2. What would also make things complicated are agents who have a strong inclination to one- or two-box and are aware of it. For example, an agent with a strong inclination to one-box may be surprised to see 0, K and so conclude that it’s even more likely to be in a simulation than its SSA or SIA prior implies. Conversely, having a strong inclination and seeing a configuration that is consistent with it may boost once confidence that one is not in a simulation.
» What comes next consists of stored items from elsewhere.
PR #4707, opened 2022-10-25
tests: Fix PresentIdWait minor issues

juan-lunarg:
- Destroy Win32 window handle
- InitSurface ignoring parameters
- Allow InitSurface to be used twice

### DIFF
--- a/tests/vklayertests_wsi.cpp
+++ b/tests/vklayertests_wsi.cpp
@@ -1843,21 +1843,18 @@ TEST_F(VkLayerTest, DisplayPresentInfoSrcRect) {
 TEST_F(VkLayerTest, PresentIdWait) {
     TEST_DESCRIPTION("Test present wait extension");
     SetTargetApiVersion(VK_API_VERSION_1_1);
-    AddSurfaceExtension();
     auto present_id_features = LvlInitStruct<VkPhysicalDevicePresentIdFeaturesKHR>();
     auto present_wait_features = LvlInitStruct<VkPhysicalDevicePresentWaitFeaturesKHR>(&present_id_features);
     auto features2 = LvlInitStruct<VkPhysicalDeviceFeatures2KHR>(&present_wait_features);
-    m_device_extension_names.push_back(VK_KHR_PRESENT_WAIT_EXTENSION_NAME);
-    m_device_extension_names.push_back(VK_KHR_PRESENT_ID_EXTENSION_NAME);
-    m_device_extension_names.push_back(VK_KHR_SWAPCHAIN_EXTENSION_NAME);
-    bool retval = InitFrameworkAndRetrieveFeatures(features2);
+    AddRequiredExtensions(VK_KHR_PRESENT_WAIT_EXTENSION_NAME);
+    AddRequiredExtensions(VK_KHR_PRESENT_ID_EXTENSION_NAME);
+    AddSurfaceExtension();
+    const bool retval = InitFrameworkAndRetrieveFeatures(features2);
     if (!retval) {
-        printf("%s Error initializing extensions or retrieving features, skipping test\n", kSkipPrefix);
-        return;
+        GTEST_SKIP() << "Error initializing extensions or retrieving features, skipping test.";
     }
     if (!present_id_features.presentId || !present_wait_features.presentWait) {
-        printf("%s presentWait feature is not available, skipping test\n", kSkipPrefix);
-        return;
+        GTEST_SKIP() << "presentWait feature is not available, skipping test.";
     }
 
     ASSERT_NO_FATAL_FAILURE(InitState(nullptr, &features2, VK_COMMAND_POOL_CREATE_RESET_COMMAND_BUFFER_BIT));
@@ -1868,7 +1865,7 @@ TEST_F(VkLayerTest, PresentIdWait) {
     ASSERT_TRUE(InitSwapchain());
     VkSurfaceKHR surface2;
     VkSwapchainKHR swapchain2;
-    InitSurface(m_width, m_height, surface2);
+    InitSurface(surface2);
     InitSwapchain(surface2, VK_IMAGE_USAGE_COLOR_ATTACHMENT_BIT, VK_SURFACE_TRANSFORM_IDENTITY_BIT_KHR, swapchain2);
 
     auto vkWaitForPresentKHR = (PFN_vkWaitForPresentKHR)vk::GetDeviceProcAddr(m_device->device(), "vkWaitForPresentKHR");
--- a/tests/vkrenderframework.cpp
+++ b/tests/vkrenderframework.cpp
@@ -862,16 +862,15 @@ LRESULT CALLBACK WindowProc(HWND hwnd, UINT uMsg, WPARAM wParam, LPARAM lParam) 
 bool VkRenderFramework::InitSurface(VkSurfaceKHR &surface) {
 #if defined(VK_USE_PLATFORM_WIN32_KHR)
     HINSTANCE window_instance = GetModuleHandle(nullptr);
-    if (m_win32Window == nullptr) {
-        const char class_name[] = "test";
-        WNDCLASS wc = {};
-        wc.lpfnWndProc = WindowProc;
-        wc.hInstance = window_instance;
-        wc.lpszClassName = class_name;
-        RegisterClass(&wc);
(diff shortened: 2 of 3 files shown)


tests/vklayertests_wsi.cpp
```diff
@@ -1843,21 +1843,18 @@ TEST_F(VkLayerTest, DisplayPresentInfoSrcRect) {
...
     SetTargetApiVersion(VK_API_VERSION_1_1);
-    AddSurfaceExtension();
     auto present_id_features = LvlInitStruct<VkPhysicalDevicePresentIdFeaturesKHR>();
     auto present_wait_features = LvlInitStruct<VkPhysicalDevicePresentWaitFeaturesKHR>(&present_id_features);
     auto features2 = LvlInitStruct<VkPhysicalDeviceFeatures2KHR>(&present_wait_features);
     m_device_extension_names.push_back(VK_KHR_PRESENT_WAIT_EXTENSION_NAME);
     m_device_extension_names.push_back(VK_KHR_PRESENT_ID_EXTENSION_NAME);
-    m_device_extension_names.push_back(VK_KHR_SWAPCHAIN_EXTENSION_NAME);
-    bool retval = InitFrameworkAndRetrieveFeatures(features2);
+    AddSurfaceExtension();
```
juan-lunarg, line 1851: AddSurfaceExtension implies VK_KHR_SWAPCHAIN_EXTENSION_NAME

tests/vklayertests_wsi.cpp
```diff
@@ -1868,7 +1865,7 @@ TEST_F(VkLayerTest, PresentIdWait) {
     ASSERT_TRUE(InitSwapchain());
     VkSurfaceKHR surface2;
     VkSwapchainKHR swapchain2;
-    InitSurface(m_width, m_height, surface2);
+    InitSurface(surface2);
```
juan-lunarg, line 1868: This is the main problem. Currently (depending on the platform), surface2 just ends up being VK_NULL_HANDLE. Since it actually just gets ignored.

tests/vkrenderframework.cpp
```diff
@@ -848,78 +851,85 @@ void VkRenderFramework::InitViewport(float width, float height) {
...
+            XCreateSimpleWindow(m_surface_dpy, RootWindow(m_surface_dpy, s), 0, 0, static_cast<int>(m_width),
+                                static_cast<int>(m_height), 1, BlackPixel(m_surface_dpy, s), WhitePixel(m_surface_dpy, s));
+    }
+
+    if (m_surface_dpy) {
         VkXlibSurfaceCreateInfoKHR surface_create_info = LvlInitStruct<VkXlibSurfaceCreateInfoKHR>();
         surface_create_info.dpy = m_surface_dpy;
         surface_create_info.window = m_surface_window;
-        VkResult err = vk::CreateXlibSurfaceKHR(instance(), &surface_create_info, nullptr, &m_surface);
+        VkResult err = vk::CreateXlibSurfaceKHR(instance(), &surface_create_info, nullptr, &surface);
```
juan-lunarg, line 903: Currently PresentWaitId breaks on XLIB builds due to not using the function parameter properly.

tests/vkrenderframework.h
```diff
@@ -257,8 +257,7 @@ class VkRenderFramework : public VkTestFramework {
     void InitViewport(float width, float height);
     void InitViewport();
     bool InitSurface();
-    bool InitSurface(float width, float height);
-    bool InitSurface(float width, float height, VkSurfaceKHR &surface);
```
juan-lunarg, line 261: I removed passing width/height as arguments due to `InitSwapchainInfo` / `InitSwapchain` implicitly using member variables regardless.

tests/vkrenderframework.cpp
```diff
@@ -848,78 +851,85 @@ void VkRenderFramework::InitViewport(float width, float height) {
...
 #endif
-    return (m_surface == VK_NULL_HANDLE) ? false : true;
+    return (surface != VK_NULL_HANDLE);
 }
 
 // Makes query to get information about swapchain needed to create a valid swapchain object each test creating a swapchain will need
 void VkRenderFramework::InitSwapchainInfo() {
     const VkPhysicalDevice physicalDevice = gpu();
 
+    assert(m_surface != VK_NULL_HANDLE);
```
juan-lunarg, line 931: I added this assert in case you try to create a surface and then create a swapchain, without having already initialized the member variables. Otherwise all the swapchain/surface code doesn't work.

juan-lunarg:
Updated with more concise commit message

spencer-lunarg (approved):

tests/vklayertests_wsi.cpp
```diff
@@ -1843,21 +1843,18 @@ TEST_F(VkLayerTest, DisplayPresentInfoSrcRect) {
 TEST_F(VkLayerTest, PresentIdWait) {
     TEST_DESCRIPTION("Test present wait extension");
     SetTargetApiVersion(VK_API_VERSION_1_1);
-    AddSurfaceExtension();
     auto present_id_features = LvlInitStruct<VkPhysicalDevicePresentIdFeaturesKHR>();
     auto present_wait_features = LvlInitStruct<VkPhysicalDevicePresentWaitFeaturesKHR>(&present_id_features);
     auto features2 = LvlInitStruct<VkPhysicalDeviceFeatures2KHR>(&present_wait_features);
     m_device_extension_names.push_back(VK_KHR_PRESENT_WAIT_EXTENSION_NAME);
     m_device_extension_names.push_back(VK_KHR_PRESENT_ID_EXTENSION_NAME);
```
ncesario-lunarg, line 1850: Might as well update this to use `AddRequiredExtensions`.

tests/vkrenderframework.cpp
```diff
@@ -1018,6 +1028,12 @@ void VkRenderFramework::DestroySwapchain() {
         }
     }
 
+#if defined(VK_USE_PLATFORM_WIN32_KHR)
+    if (m_win32Window != nullptr) {
+        assert(DestroyWindow(m_win32Window) != 0);
```
ncesario-lunarg, line 1033: Won't `DestroyWindow` only get called for debug builds? If so, is that the intention?

ncesario-lunarg (commented):
A couple questions/comments, but otherwise LGTM!

tests/vklayertests_wsi.cpp
juan-lunarg: These are the extensions being tested, and from what I can tell using vulkanCapsViewer aren't always supported.

tests/vkrenderframework.cpp
juan-lunarg: Good catch, that's a bug.

tests/vklayertests_wsi.cpp
juan-lunarg: I read your comment wrong. I'll use AddRequiredExtension :+1:

tests/vkrenderframework.cpp
```diff
@@ -848,78 +851,87 @@ void VkRenderFramework::InitViewport(float width, float height) {
...
+    VkResult err = vk::CreateAndroidSurfaceKHR(instance(), &surface_create_info, nullptr, &surface);
     if (err != VK_SUCCESS) return false;
 #endif
 
 #if defined(VK_USE_PLATFORM_XLIB_KHR)
-    assert(m_surface_dpy == nullptr);
-    m_surface_dpy = XOpenDisplay(NULL);
+    if (m_surface_dpy == nullptr) {
+        m_surface_dpy = XOpenDisplay(NULL);
+        if (m_surface_dpy != nullptr) {
```
juan-lunarg, line 893: Added check for XOpenDisplay failing. Wasn't able to repro locally, but XOpenDisplay does fail on server. Latest force push addresses this.

juan-lunarg:
Closing because PresentWaitId relies on Win32 window handles being leaked
Swapchain creation will fail if you re-use the WIN32 window handle with 2 swapchains

juan-lunarg:
Also PresentIdWait just doesn't actually work on Linux with Nvidia GPUs. Working with @charles-lunarg it appears to be a driver bug.

jeremyg-lunarg:
Is it worth still merging your cleanups to the surface code?

juan-lunarg:
> Is it worth still merging your cleanups to the surface code?

There is still some cleanup worth merging. I'll make a separate PR though.

PR #4709, opened 2022-10-26
layers: Cleanup Shader Module interface

spencer-lunarg:
Tried moving more things into `StaticData`, move things into `SHADER_MODULE_STATE`, and rename structs to match coding style


ncesario-lunarg (approved):
This is awesome!

PR #4919, opened 2022-12-05
layers: Use std::array for best practice codes

juan-lunarg:


layers/best_practices_validation.h
```diff
@@ -694,8 +694,8 @@ class BestPractices : public ValidationStateTracker {
     bool PreCallValidateCmdClearAttachments(VkCommandBuffer commandBuffer, uint32_t attachmentCount,
                                             const VkClearAttachment* pAttachments, uint32_t rectCount,
                                             const VkClearRect* pRects) const override;
-    void ValidateReturnCodes(const char* api_name, VkResult result, const std::vector<VkResult>& error_codes,
-                             const std::vector<VkResult>& success_codes) const;
+    void ValidateReturnCodes(const char* api_name, VkResult result, layer_data::span<const VkResult> error_codes,
+                             layer_data::span<const VkResult> success_codes) const;
```
juan-lunarg, line 698: Note a span<T> object does not own its elements and is so small that it can be passed by value.

jeremyg-lunarg (approved):
LGTM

If the inclination is to one-box (with loss of generality), that might make two-boxing more attractive again, thereby undermining the very inclination to one-box. This seems complicated. Agents with no particular initial inclination (or that are not aware of it) seem to be a simpler case.2 Adding up the fractions yields an SSA probability of $$\frac{7}{12}$$ and an SIA probability of $$\frac{3}{5}$$ in favor of being in a simulation.

I’ve wondered whether there is a way to tweak the payoffs of two-boxing such that an agent that doesn’t take into account that they can’t act differently depending on which stage they’re at can be tricked into making a nonoptimal choice, but I haven’t found one yet.

My main caveat, as mentioned above, is that I’m uncertain over whether CDT and EDT realize that they’ll make the same recommendation in the same situation regardless of the stage. But if that’s the case (and maybe also if not), it seems to me that this argument checks out and indexical (or anthropic) uncertainty really lets CDT and EDT one-box in the transparent Newcomb’s problem.

## Notes

1. Is there a difference? I use “indexical” because it seems more self-explanatory to me.

2. This might be related to the metatickle defence. I haven’t read the paper, though.